In this study, we have created GDBC, an integrated database to facilitate the genomic understanding of bladder cancer in relation to drug sensitivity, and thus to promote the potential therapeutic applications of targeted agents to bladder cancer. GDBC includes data not only from public databases such as CTRP, CCLE, and GDSC, but also from in-house experiments specifically targeted against bladder cancer. CTRP, CCLE, and GDSC are three major pharmacogenomics DBs with different strengths and weaknesses; CCLE has genomic information with very limited drug information; GDSC has drug information with very limited genomic information; and CTRP has other limitations because of a very stringent interface (i.e., one cannot query against a particular cell line or tissue of origin). Our main goal for this study was to combine all bladder cancer-related public and in-house data in one platform with a user-friendly interface.

Implementation of precision cancer medicine requires in vitro and in vivo proof-of-concept studies followed by clinical trials. GDBC is a powerful tool in that researchers can easily identify potential pharmacogenomic relationships in bladder cancer. Based on the hypotheses generated by GDBC interrogation, researchers can perform further in vitro and in vivo validation and, eventually, clinical studies.
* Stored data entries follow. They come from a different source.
PR #666, opened 2021-06-04
ci: Adding yarn cache

rschristian:
Hopefully will speed up build times by a noticeable percentage. [This job took 50s to install](https://github.com/preactjs/wmr/runs/2742146763?check_suite_focus=true) out of 7 minutes total run time, for example.


rschristian:
Hm doesn't seem to be noticeably better.

PR #672, opened 2021-06-07
(docs) URLs with trailing slashes

developit:
It looks like Netlify automatically redirects to URLs with trailing slashes (go to `wmr.dev/docs`, then reload). I'm not sure if there's a way to turn that off on the Netlify side? If not, we can just generate them with trailing slashes to match.

### DIFF
--- a/docs/public/components/doc-structure.js
+++ b/docs/public/components/doc-structure.js
@@ -4,7 +4,7 @@ export { content };
 const pages = new Map(
 	content.map((item, index) => {
 		if ('heading' in item) return ['', -1];
-		item.slug = `/docs/${item.name}`.replace(/\/index$/g, '');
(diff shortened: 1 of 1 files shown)


marvinhagemeister (approved):

marvinhagemeister (commented):
On second thought: Maybe the trailing url thing is something we should deal with in our router instead? Most other ones seem to do it and that's a much more generic solution rather than tying the url structure to a specific hosting provider.

developit:
What do you mean by dealing with it in the router?

marvinhagemeister:
Nah, rather that the regex is more loose and matches both _with_ and _without_ trailing slashes for the same route.

```
/blog/:id -> /blog/post-a  = match
          -> /blog/post-a/ = match
```

(Might be misunderstanding the issue at hand when it comes to netlify)

PR #678, opened 2021-06-08
Extract compilation code from styles-plugin

marvinhagemeister:
Mainly reduces some noise in the styles plugin.


developit (approved):
This is a nice improvement.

As mentioned above, GDBC contains both in-house and public data. One of the typical drawbacks in integrating different data sources is the potential inconsistency of the data. These types of inconsistencies may result from a number of biological and methodological factors that differ between the data sources. For example, the number of cells seeded per well, the drug concentration range examined, the number of cell doublings achieved, the types of cell viability assay, the analytical tools to calculate drug sensitivity, and so on [27]. In short, this type of inconsistency is one of the inevitable features of data integration. Therefore, when encountering any inconsistency, researchers need to investigate experimental details that may have caused the inconsistency between different data sources and to identify a way to validate pharmacogenomic relationships in their own contexts.
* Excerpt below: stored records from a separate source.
PR #680, opened 2021-06-10
Fix swapped usage of `options.cwd` vs `options.root`

### LINKED ISSUE #142: Add `--cwd` + `--base` cli options
Following our conversation from today from slack:

- `--base` -> web root, default is `/public`
- `--cwd` -> the root directory to work in, default is `process.cwd()`

Lots of current code uses `cwd` for everything. We need to revisit which places need `base` and which `cwd.

marvinhagemeister:
This PR corrects the swapped usage of `options.cwd` vs `options.root`. The former is now always equal to the current working directory and `options.root` points to the absolute public dir (=usually `<cwd>/public`).

Marking as major, because users might have worked around the swapped usage in custom plugins and doing this in a non-major release would break their config.

For the directory plugin a major release is not necessary, because npm treats minor versions below `< 1.0.0` as major and won't update to that automatically.

Fixes #142

### DIFF
--- a/packages/wmr/src/wmr-middleware.js
+++ b/packages/wmr/src/wmr-middleware.js
@@ -39,7 +39,7 @@ export default function wmrMiddleware(options) {
 	distDir = resolve(dirname(out), distDir);
 
 	const NonRollup = createPluginContainer(getPlugins(options), {
-		cwd,
+		cwd: root,
 		writeFile: (filename, source) => writeCacheFile(out, filename, source),
 		output: {
 			// assetFileNames: '@asset/[name][extname]',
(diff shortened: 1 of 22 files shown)


JoviDeCroock (approved):

packages/wmr/src/wmr-middleware.js
```diff
@@ -39,7 +39,7 @@ export default function wmrMiddleware(options) {
 	distDir = resolve(dirname(out), distDir);
 
 	const NonRollup = createPluginContainer(getPlugins(options), {
-		cwd,
+		cwd: root,
```
developit, line 42: (meant to send this before) does this match what we initialize Rollup with in prod builds? It needs to match in order for paths to be the same I think (both will "work", but would generate different hashes).

marvinhagemeister: Just checked, there is no change in behaviour. Rollup itself doesn't seem to allow us to pass a custom `cwd` anywhere and here at this line we pass the same actual value as before. All plugins receive the same paths as before too.

PR #683, opened 2021-06-12
Use <link rel=modulepreload>

### LINKED ISSUE #682: Console warning: A preload for 'xyz.js' is found, but is not used because the script type does not match.
After creating a new project with `npm init wmr your-project-name` and starting the server with `npm start` or `npm run serve` I'm getting these console warnings (on Chrome and Firefox):

```
A preload for 'http://localhost:8080/index.24f43138.js' is found, but is not used because the script type does not match.

The resource http://localhost:8080/index.24f43138.js was preloaded using link preload but not used within a few seconds from the window's load event. Please make sure it has an appropriate `as` value and it is preloaded intentionally.
```

Is that OK?

developit:
Fixes #682.

### DIFF
--- a/.changeset/fresh-hounds-tease.md
+++ b/.changeset/fresh-hounds-tease.md
@@ -1,0 +1,5 @@
+---
+"create-wmr": patch
+---
+
+Use <link rel=modulepreload>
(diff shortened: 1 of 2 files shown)


JoviDeCroock (approved):

lukeed:
I can't remember exactly what it was, but does this mean the little performance hiccup of modulepreload is gone now?

marvinhagemeister (approved):

PR #684, opened 2021-06-13
Rewrite styles pipeline to get rid of transform abstraction for CSS

marvinhagemeister:
Completely rewrite our stylesheet pipeline. All CSS files can now be intercepted from plugins allowing us to leverage the same pipeline that we use for production during development.

- Fixes `.scss/.sass` not compiled on watch
- Fixes nested `.scss/.sass` files not compiled with sass
- Fixes `.scss/.sass` files not compiled when directly referenced in HTML
- Fixes asset caching overwriting each others entries
- Adds groundwork for intercepting urls inside css for aliasing (#685) or resolving from `node_modules` (didn't want to make this PR even larger, will come in a next PR)

Notes:

- Proxy modules `foo.module.css.js` are now specified by a query param: `foo.module.css?module`.
- Assets now have hashes to avoid collisions in our cache. We had assets that overwrote each others entries

This PR replaces #657 .

### DIFF
--- a/.changeset/shiny-adults-brake.md
+++ b/.changeset/shiny-adults-brake.md
@@ -1,0 +1,11 @@
+---
+'wmr': major
+---
+
+Completely rewrite our stylesheet pipeline. All CSS files can now be intercepted from plugins allowing us to leverage the same pipeline that we use for production during development.
+
+- Fixes `.scss/.sass` not compiled on watch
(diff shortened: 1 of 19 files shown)


JoviDeCroock (approved):

Inviz:
Yes, i'm so hot for this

In order to provide users with updated information, we have developed a computational pipeline to update the GDBC database. Currently, our plan is to automatically update GDBC every 3 months and manually on any requests. Users can share their data with us in simple tab delimited text files that will be parsed by our pipeline and will be added into the GDBC database.

Conclusions

GDBC is an integrated pharmacogenomic database specialized for bladder cancer. GDBC can be used as a tool to facilitate the genomic understanding of bladder cancer in relation to drug sensitivity, and thus to promote potential therapeutic applications of targeted agents to bladder cancer.